• _SUPPLIED MATERIAL_:
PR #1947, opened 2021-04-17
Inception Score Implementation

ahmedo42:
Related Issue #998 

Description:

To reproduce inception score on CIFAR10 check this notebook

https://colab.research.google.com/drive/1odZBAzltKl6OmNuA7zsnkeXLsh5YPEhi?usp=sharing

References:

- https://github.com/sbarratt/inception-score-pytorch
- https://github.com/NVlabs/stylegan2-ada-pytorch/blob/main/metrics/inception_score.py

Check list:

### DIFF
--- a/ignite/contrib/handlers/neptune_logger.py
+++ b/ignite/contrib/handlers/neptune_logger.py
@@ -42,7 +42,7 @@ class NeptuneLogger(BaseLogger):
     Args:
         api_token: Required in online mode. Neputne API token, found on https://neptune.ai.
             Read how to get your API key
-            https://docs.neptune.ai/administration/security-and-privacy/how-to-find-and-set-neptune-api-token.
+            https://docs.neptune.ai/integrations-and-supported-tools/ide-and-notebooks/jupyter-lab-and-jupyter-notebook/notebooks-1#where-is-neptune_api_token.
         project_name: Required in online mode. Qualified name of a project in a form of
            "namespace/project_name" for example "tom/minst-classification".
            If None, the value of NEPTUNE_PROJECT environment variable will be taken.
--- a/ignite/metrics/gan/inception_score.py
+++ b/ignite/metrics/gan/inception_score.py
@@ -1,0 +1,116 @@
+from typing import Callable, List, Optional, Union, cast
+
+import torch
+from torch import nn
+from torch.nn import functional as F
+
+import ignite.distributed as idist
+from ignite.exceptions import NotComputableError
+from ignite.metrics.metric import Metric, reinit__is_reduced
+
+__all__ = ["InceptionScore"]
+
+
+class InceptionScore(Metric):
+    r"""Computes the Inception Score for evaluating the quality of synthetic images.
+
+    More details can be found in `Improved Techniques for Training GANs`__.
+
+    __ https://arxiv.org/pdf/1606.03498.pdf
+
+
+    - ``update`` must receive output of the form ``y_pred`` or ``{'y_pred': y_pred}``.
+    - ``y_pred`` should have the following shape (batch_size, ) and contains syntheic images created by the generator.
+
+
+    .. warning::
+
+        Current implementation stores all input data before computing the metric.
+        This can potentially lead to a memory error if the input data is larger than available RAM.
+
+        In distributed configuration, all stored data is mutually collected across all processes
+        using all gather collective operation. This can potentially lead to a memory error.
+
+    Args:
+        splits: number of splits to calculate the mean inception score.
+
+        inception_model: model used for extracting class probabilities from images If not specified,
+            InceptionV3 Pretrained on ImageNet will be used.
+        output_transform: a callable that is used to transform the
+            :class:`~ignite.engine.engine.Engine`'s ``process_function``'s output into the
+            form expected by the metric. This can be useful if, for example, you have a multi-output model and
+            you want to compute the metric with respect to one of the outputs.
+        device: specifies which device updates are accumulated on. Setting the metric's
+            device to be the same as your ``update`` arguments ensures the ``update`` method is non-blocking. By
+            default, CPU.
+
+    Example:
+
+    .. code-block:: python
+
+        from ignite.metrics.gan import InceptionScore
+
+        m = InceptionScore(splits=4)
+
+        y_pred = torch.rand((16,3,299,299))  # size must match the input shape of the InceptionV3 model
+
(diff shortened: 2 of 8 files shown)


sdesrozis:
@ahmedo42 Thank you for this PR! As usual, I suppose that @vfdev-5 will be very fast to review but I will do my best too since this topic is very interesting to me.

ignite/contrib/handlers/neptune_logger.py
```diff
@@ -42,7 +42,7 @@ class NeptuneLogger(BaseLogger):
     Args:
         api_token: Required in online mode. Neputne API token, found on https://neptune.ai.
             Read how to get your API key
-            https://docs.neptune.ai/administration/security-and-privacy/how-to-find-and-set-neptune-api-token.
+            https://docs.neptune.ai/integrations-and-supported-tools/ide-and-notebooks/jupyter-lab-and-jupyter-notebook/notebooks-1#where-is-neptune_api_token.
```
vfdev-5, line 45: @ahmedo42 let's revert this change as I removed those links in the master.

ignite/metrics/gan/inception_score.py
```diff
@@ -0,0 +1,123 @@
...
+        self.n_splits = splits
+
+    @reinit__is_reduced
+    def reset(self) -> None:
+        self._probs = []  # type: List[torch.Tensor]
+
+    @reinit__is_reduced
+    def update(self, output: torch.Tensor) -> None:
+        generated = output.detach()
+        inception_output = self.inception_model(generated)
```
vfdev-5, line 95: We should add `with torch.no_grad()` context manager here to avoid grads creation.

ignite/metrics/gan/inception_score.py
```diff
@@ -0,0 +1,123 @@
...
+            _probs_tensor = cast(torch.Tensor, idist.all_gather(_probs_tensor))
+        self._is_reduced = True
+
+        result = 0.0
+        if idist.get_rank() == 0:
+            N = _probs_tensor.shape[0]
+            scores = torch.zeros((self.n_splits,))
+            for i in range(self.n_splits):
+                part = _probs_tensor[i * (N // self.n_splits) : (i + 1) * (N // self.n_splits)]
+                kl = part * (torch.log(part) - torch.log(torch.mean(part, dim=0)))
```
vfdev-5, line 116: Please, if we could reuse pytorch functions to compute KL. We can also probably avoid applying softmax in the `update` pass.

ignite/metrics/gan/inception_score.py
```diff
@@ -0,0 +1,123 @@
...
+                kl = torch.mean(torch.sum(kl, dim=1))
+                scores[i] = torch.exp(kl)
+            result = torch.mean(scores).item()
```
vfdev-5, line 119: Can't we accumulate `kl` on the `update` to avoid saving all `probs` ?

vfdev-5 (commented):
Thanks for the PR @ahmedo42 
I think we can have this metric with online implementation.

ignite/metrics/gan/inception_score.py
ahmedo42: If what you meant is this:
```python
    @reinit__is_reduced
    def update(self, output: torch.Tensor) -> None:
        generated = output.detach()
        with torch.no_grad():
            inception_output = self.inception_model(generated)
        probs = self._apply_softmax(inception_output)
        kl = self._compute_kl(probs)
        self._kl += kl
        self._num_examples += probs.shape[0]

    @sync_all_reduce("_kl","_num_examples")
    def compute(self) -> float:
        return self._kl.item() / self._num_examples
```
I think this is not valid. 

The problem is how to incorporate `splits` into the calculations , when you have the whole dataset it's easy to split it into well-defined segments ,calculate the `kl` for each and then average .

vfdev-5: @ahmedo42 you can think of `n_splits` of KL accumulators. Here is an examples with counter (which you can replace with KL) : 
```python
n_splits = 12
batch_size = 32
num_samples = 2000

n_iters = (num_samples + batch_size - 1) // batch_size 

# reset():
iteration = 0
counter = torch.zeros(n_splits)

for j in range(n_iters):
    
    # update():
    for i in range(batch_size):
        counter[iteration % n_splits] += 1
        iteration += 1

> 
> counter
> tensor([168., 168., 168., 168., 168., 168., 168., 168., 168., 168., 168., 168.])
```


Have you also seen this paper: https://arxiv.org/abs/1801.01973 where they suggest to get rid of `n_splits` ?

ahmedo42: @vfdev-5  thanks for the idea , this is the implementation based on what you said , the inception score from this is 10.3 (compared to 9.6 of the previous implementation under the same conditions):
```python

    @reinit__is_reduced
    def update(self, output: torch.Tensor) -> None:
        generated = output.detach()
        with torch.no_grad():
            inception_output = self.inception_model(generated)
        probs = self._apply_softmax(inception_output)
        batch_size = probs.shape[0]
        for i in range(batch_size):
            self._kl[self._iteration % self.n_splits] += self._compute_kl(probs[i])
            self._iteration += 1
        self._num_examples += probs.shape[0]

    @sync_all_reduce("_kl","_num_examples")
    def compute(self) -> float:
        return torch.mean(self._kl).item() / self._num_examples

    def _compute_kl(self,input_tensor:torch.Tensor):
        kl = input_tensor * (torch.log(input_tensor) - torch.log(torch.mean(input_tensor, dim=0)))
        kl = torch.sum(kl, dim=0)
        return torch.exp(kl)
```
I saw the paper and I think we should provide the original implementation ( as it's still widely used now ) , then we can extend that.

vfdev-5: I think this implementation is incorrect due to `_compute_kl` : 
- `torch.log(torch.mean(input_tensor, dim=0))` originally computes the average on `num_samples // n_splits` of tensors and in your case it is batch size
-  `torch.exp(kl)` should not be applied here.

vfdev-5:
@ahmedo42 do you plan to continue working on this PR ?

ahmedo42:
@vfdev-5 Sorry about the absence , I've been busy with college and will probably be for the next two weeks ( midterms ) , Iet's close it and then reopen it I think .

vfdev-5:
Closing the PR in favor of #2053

...

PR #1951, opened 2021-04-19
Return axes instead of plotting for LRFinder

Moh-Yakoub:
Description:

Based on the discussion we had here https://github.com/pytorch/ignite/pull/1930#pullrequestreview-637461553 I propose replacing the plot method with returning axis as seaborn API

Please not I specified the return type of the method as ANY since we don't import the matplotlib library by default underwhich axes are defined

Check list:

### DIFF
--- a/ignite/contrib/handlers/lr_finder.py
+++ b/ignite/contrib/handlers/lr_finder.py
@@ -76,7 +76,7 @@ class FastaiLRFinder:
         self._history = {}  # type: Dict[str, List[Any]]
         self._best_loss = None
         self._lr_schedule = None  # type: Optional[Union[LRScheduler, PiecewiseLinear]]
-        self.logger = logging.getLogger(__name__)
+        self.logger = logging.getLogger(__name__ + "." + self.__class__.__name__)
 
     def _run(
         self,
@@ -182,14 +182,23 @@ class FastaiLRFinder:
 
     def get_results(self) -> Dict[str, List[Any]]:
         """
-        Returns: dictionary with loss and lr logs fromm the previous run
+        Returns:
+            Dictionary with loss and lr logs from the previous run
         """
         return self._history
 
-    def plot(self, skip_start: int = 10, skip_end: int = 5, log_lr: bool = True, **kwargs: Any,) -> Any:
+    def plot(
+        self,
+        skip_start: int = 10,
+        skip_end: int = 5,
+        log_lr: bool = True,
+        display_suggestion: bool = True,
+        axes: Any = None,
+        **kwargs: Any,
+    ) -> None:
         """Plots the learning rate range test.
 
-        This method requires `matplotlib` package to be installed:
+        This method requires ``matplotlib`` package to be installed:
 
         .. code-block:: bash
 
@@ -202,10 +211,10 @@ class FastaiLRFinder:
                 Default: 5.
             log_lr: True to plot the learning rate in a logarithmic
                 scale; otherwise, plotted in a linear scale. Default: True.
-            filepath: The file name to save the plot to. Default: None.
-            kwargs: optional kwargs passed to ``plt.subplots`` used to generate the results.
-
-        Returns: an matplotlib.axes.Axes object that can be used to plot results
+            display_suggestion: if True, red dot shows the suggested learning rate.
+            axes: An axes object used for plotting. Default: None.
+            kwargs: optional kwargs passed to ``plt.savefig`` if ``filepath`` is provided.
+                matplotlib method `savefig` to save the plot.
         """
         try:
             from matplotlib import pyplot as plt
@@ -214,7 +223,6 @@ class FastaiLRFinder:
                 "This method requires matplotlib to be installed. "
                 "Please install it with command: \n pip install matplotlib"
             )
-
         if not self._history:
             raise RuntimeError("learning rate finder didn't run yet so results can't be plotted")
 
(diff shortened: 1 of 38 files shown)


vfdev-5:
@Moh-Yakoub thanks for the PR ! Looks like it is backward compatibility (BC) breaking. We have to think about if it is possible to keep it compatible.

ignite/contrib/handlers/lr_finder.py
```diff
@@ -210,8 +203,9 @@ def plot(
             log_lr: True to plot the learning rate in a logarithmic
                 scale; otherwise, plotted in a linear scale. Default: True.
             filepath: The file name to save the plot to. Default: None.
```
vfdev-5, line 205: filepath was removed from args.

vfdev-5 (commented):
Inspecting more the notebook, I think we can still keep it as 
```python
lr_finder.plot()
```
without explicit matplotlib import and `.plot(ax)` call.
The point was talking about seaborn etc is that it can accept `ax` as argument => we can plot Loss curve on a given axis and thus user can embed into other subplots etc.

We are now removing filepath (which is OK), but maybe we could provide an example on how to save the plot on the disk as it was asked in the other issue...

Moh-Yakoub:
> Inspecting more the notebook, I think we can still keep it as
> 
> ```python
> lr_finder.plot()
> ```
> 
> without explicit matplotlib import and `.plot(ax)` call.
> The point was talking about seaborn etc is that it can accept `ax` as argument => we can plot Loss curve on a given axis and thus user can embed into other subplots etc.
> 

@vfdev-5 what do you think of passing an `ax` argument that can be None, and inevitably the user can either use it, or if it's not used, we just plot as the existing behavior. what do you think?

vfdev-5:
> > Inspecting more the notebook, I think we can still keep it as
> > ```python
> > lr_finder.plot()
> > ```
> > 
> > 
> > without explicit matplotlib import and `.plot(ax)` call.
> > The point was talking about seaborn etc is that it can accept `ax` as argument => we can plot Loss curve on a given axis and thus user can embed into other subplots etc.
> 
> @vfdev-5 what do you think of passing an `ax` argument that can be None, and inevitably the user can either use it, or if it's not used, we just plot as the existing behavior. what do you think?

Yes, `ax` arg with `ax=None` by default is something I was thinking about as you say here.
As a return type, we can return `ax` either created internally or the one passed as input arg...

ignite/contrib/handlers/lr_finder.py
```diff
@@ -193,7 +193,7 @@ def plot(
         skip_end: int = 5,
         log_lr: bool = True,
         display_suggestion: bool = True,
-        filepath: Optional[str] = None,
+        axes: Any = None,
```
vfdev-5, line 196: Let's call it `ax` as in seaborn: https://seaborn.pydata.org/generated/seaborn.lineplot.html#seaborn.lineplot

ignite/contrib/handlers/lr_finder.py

• _YOUR TASK_:
In the listing, return each line containing the string "part".

• _ANSWER SECTION_:
+                part = _probs_tensor[i * (N // self.n_splits) : (i + 1) * (N // self.n_splits)]
+                kl = part * (torch.log(part) - torch.log(torch.mean(part, dim=0)))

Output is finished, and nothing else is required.